Моя мама поняла и решила молчать и дожидаться прихода папы. Софья Филипповна с грустью смотрела на стол, приготовленный к пасхальному седеру с белой румяной булкой посередине, но она была женщиной умной и, вероятно, решила, что: «на войне, как на войне». Наконец, пришел мой отец.

— Ты, что ли, будешь мужем этой гражданки? — были первые слова, того кто называл себя Кочубеем, обращенные к моему отцу.

— Да, товарищ, она моя жена.

— Так знай, что я ее чуть-чуть не высек моей нагайкой.

— За что?

— Она мне комнаты давать не хотела. — За сим последовал подробный рассказ о его споре с мамой.

— Меня зовут Кочубей, и я начдив — красный генерал.

Папа не мало удивился, что перед ним был Кочубей. Какое отношение мог иметь этот дикарь, выходец из Средней Азии, к графам Кочубеям? Но он решил, что лучше не спрашивать «генерала» о его родословной.

— Ладно, товарищ, — сказал ему примирительно отец, — не будем спорить и ссорится: я тебе уступаю нашу комнату.

— Вот это другое дело, товарищ, — обрадовался «Кочубей». — Мужик с мужиком всегда столкуется, а то, что с бабами спорить? — только время тратить.

Настал час ужина, мы все сели за стол. Кочубей, естественно, был тоже приглашен. Теперь он находился в отличном расположении духа, и перепробовал все пасхальные яства. Маца ему не понравилась, и нарезав ломтями свою белую булку, он роздал их всем присутствовавшим, Гефильте фиш он одобрил, и от других блюд не отказался. Ел он за двоих, а разговаривал за четверых:

— Видали, товарищи, мою шпагу? Она очень ценная. Ее мне подарил сам Троцкий. Когда я уезжал из Москвы, он мне сказал: «Кочубей, ты — моя правая рука. Без тебя на фронте дела не пойдут. Дарю тебе эту дорогую шпагу, в знак доверия и благодарности тебе советского правительства». А вы как думаете? Я, действительно, правая рука Троцкого. Пока я у вас жить буду, вы все вдоволь иметь будете: и белый хлеб, и муку, и сахар, и мясо: все. Ваш дом, день и ночь, будет охраняться часовыми.
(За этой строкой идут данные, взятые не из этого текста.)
PR #10205, opened 2021-03-08
DISTX-564 DE HA Template has been updated for production workloads.

smaniraju:
1. Manager, Master, Compute, Gateway : Root Volume increased to 150gb, attached volume increased to 150gb ssd
2. Worker : Root Volume increased to 150gb, attached volume increased to 500gb ssd (1.5TB for 3 workers)
3. Manager, Master, Gateway, Worker, Compute upgraded to 64 GB Machines
4. AWS Manager, Worker, Master HostGroups configured with AWS Placement Settings.
5. Azure  Availability Set definition for Compute HostGroup removed since Compute is expected to scale beyond 200.
6. Above changes applied in 7.2.8, 7.2.9 and 7.2.10 templates.

### DIFF
--- a/core/src/main/resources/defaults/clustertemplates/7.2.10/aws/dataengineering-ha.json
+++ b/core/src/main/resources/defaults/clustertemplates/7.2.10/aws/dataengineering-ha.json
@@ -17,12 +17,19 @@
       "type": "GATEWAY",
       "recoveryMode": "MANUAL",
       "template": {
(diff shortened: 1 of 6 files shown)


cegganesh84 (approved):
This looks good to me. Since we are changing the instance type we need to send it out in the release notes. The field uses a cost calculator for default cluster shapes. They will be able to update that based on the release notes.

PR #10135, opened 2021-02-24
CDPD-19363:set tez.runtime.pipelined.sorter.lazy-allocate.memory to true by default in DH

satyabollineni:
tez.runtime.pipelined.sorter.lazy-allocate.memory is set to true by default and the screenshot from tez-site.xml is :
Screenshot 2021-02-23 at 10 13 31 PM
 
and the CM UI having the value in tez gateway configs:

image

PR #10209, opened 2021-03-09
CDPD-19363:set tez.runtime.pipelined.sorter.lazy-allocate.memory to t…

satyabollineni:
tez.runtime.pipelined.sorter.lazy-allocate.memory is set to true by default in 7.2.10 templates, The change was already made for 7.2.8 and 7.2.9 templates are part of this PR: https://github.com/hortonworks/cloudbreak/pull/10135


cegganesh84 (approved):
LGTM

doktoric:
is this only applicable for 7.2.10

satyabollineni:
> is this only applicable for 7.2.10? if customer using a custom template do that needs this property as well ?

This Changes for 7.2.8, 7.2.9 are already made earlier https://github.com/hortonworks/cloudbreak/pull/10135 since 7.2.10 was not on master at that time.

PR #10210, opened 2021-03-09
CB-11428: Download CSD parcels only in case of workload clusters.

tiborpopovics:
Download CSD parcels only in case of workload clusters because DataLake does not require these parcels.


core/src/main/java/com/sequenceiq/cloudbreak/core/bootstrap/service/host/ClusterHostServiceRunner.java
```diff
@@ -501,9 +502,11 @@ public void decoratePillarWithClouderaManagerRepo(ClouderaManagerRepo repo, Map<
         return pillarValues;
     }
 
-    public void decoratePillarWithClouderaManagerCsds(Cluster cluster, Map<String, SaltPillarProperties> servicePillar) {
-        List<ClouderaManagerProduct> product = clusterComponentConfigProvider.getClouderaManagerProductDetails(cluster.getId());
-        addClouderaManagerCsdsToServicePillar(product, servicePillar);
+    private void decoratePillarWithClouderaManagerCsds(Cluster cluster, Map<String, SaltPillarProperties> servicePillar, StackType type) {
+        if (StackType.WORKLOAD.equals(type)) {
```
pdarvasi, line 506: could you pls add 2 log lines indicating the 2 conditions of the "if" clause?

lacikaaa (approved):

Посмотрите в окно.

Действительно, перед домом стоял часовой. Встав со стола, Кочубей очень учтиво поблагодарил хозяев, и, при этом, шутливо погрозил маме пальцем, после чего отправился отдыхать в приготовленную для него комнату. Мы перебрались жить в столовую. Он нам не солгал: во все его пребывание в нашем доме, у нас ни в чем не было недостатка. Прожил он у нас около десяти дней, и сдружился со всеми членами семьи; но в особенности он полюбил моего отца. Перед отъездом, Кочубей вынул из кармана свою фотографическую карточку, на которой он был изображен в форме, при шпаге, словом: во всем своем великолепии. Подавая ее моему отцу, он сказал:

— Слушай, товарищ, я хочу тебе подарить мою фотографию. Возьми ее себе и напиши на ней: «На память товарищу Вейцману, в благодарность за оказанное мне гостеприимство». Напиши, а я подпишусь.

— Почему это я должен писать, товарищ? — удивился мой отец, — ты мне свою карточку даришь — ты и лиши на ней.

— Да я писать не умею, — последовал неожиданный ответ.

— Как же так ты не умеешь? Ты ведь начдив: дивизией командуешь.